毎日「ゴキゲン♪」の法則

自分を成長させる読書日記。今の関心は習慣化、生産性、手帳・ノート術です。

結果を出せる文章術☆☆☆☆

伝わる・揺さぶる!文章を書く (PHP新書)
山田 ズーニー
PHP研究所(2001/11)

¥ 693

この本も日垣隆さんの『すぐに稼げる文章術』で紹介されていた、厳選33冊のひとつ。
山田ズーニーさんの本を読むのは2冊目だ。残念ながら読書日記が見つからないのだが*1話すチカラをつくる本』だったと思う。話し方の本がとてもよかったので、この本も期待して読んだ。期待を裏切らない、素晴らしい本だった。 ====


著者は長年、進研ゼミで高校生の小論文を指導してきた人だ。だから、ものすごくリアルだ。机上の空論ではなく、どうやれば自分の気持ちをきちんと伝えられるのかをいろんな方向から考えている。

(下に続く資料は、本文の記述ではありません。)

Issue #2509, opened 2025-08-19
[swift2objc] Simplify naming of wrapper objects


liamappelbe:
Calling `Foo`'s wrapper `FooWrapper` is a bit verbose. Other options to experiment with:

1. `Foo`, relying on the natural namespacing of modules to disambiguate them
    - But swift's namespacing is a bit sloppy, so this might not work. After importing `Foo`'s module, `FooModule`, we can either refer to `Foo` directly, or as `FooModule.Foo` to disambiguate collisions.
    - We import the wrapped classes into the wrapper's namespace, so at the very least we'd need to start using the module prefix for all our imported classes.
    - Also, not sure if this works in the `@objc` case, since the compilation sees both declarations.
2. Put everything in a wrapper class, with a name the user can configure
    - Swift has nested classes, so this feels similar to a namespace. In fact it's what we do for top level variables/functions already
    - But I haven't tested how these are translated to ObjC, which doesn't support nested classes.
3. If all else fails, we can ignore the problem and just have some sort of integration with ffigen that generates Dart wrappers matching the original class's name. Eg something like the symbols.json proposals.

HosseinYousefi:
> 3\. If all else fails, we can ignore the problem and just have some sort of integration with ffigen that generates Dart wrappers matching the original class's name. Eg something like the symbols.json proposals.

I like this option the most, it's somewhat similar to how we treat Kotlin in JNIgen. We should try to be most similar to the original language in our bindings. Everything else should be an implementation detail that the user shouldn't have to worry about much.

liamappelbe:
https://github.com/dart-lang/native/issues/2087 is another approach. Seems simple and effective.

liamappelbe:
Tracking option 3: https://github.com/dart-lang/native/issues/2946

liamappelbe:
We should go with https://github.com/dart-lang/native/issues/2668 in the short term, and https://github.com/dart-lang/native/issues/2946 in the long term.

PR #2941, opened 2026-01-11
[swift2objc] Add configurable wrapperSuffix parameter

Hassnaa9:
## Summary
Adds a `wrapperSuffix` to `Swift2ObjCGenerator` so users can customize the suffix appended to wrapper class names. Default remains `'Wrapper'` for backward compatibility.
**Issue:** #2509
---

## Key Changes
* `config.dart`: Added `wrapperSuffix` parameter
* `transform.dart` & `transform_compound.dart`: Use `state.wrapperSuffix` instead of hardcoded `'Wrapper'`
* `generate_wrapper.dart`: Pass config value to transform pipeline
---

## Why This Approach
* **Better than module namespacing or nested wrappers:** Objective-C interop remains intact
* **Cleaner than hardcoded `'Wrapper'`:** Users can choose any suffix
* **No Dart-side tricks needed:** Swift/ObjC API is clean and predictable
* **Backward-compatible:** Default behavior unchanged
---

## Example

```dart
// Default
wrapperSuffix: 'Wrapper'   // VehicleWrapper, CarWrapper

// Custom
wrapperSuffix: 'ObjC'       // VehicleObjC, CarObjC

// Empty suffix (advanced)
wrapperSuffix: ''           // Vehicle, Car (may cause conflicts, so be careful that will not cause any collisions when use it )
```

### DIFF
--- a/pkgs/swift2objc/lib/src/config.dart
+++ b/pkgs/swift2objc/lib/src/config.dart
@@ -50,6 +50,19 @@ class Swift2ObjCGenerator {
   /// Includes all declarations by default
   final bool Function(Declaration declaration) include;
 
+  ///Suffix to append to wrapper class names.
+  ///
+  /// For example, with the default suffix of 'Wrapper', a Swift class named
+  /// `MyClass` will generate a wrapper class named `MyClassWrapper`.
+  ///
+  /// You can customize this to use different naming conventions:
+  /// - `'ObjC'` -> `MyClassObjC`
+  /// - `'_Wrapper'` -> `MyClass_Wrapper`
+  /// - `''` -> `MyClass` (no suffix, may cause naming conflicts)
+  ///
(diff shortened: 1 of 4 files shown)


liamappelbe:
This wasn't one of the solutions mentioned in the bug, and it's more of a band-aid than a proper solution. I want to figure out a way of getting the empty suffix to work, rather than just allow the user to change it to other non-empty suffixes. If they try to use this solution, and use an empty suffix, it's not that it `may cause conflicts`, it will *always* cause conflicts, and won't work at all.

The three proposed solutions in the bug are all quite complicated, and not something you can feasibly do as a starter bug (which is why I didn't add the `good-first-issue` label). I'm probably going to go with option 3 (which is a giant project), but I wanted to investigate options 1 and 2 first. Option 1 is the cleanest if it can be made to work, but it's entirely possible that Swift/ObjC's namespacing logic just makes that impossible.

あらゆる文章は「人に気持ちを伝える」ために書かれているので、たとえ保育園に出す連絡文であったとしても、大きな差が生まれるのだ。
実際に、連絡文が例として出ているのだが、考えて書いたものと、そうでないものとは伝わり方がまったく違うことがよくわかる。

もちろん、テクニック的なこともきちんと説明されているが、私が感動したのは「気持ち」の部分だ。それを自分がどう受け止め、どう伝えるのか。文章はそれでほとんど決まってしまうと言ってもいい。

著者が使っていたというお詫び文のテンプレートも素晴らしい。このお詫びが書けるだけで、ピンチをチャンスにできると思う。興味のある人はぜひ買って読んでください。

おそらく、著者が一番言いたいことは次のフレーズに集約されていると思う。

少し高いハードルだが、あなたが書きたいことで、あなたにしか書けないことで、結果的に人に歓んでもらえるというところから逸れないように、文章のゴールを設定していくといいのではないだろうか(P62)。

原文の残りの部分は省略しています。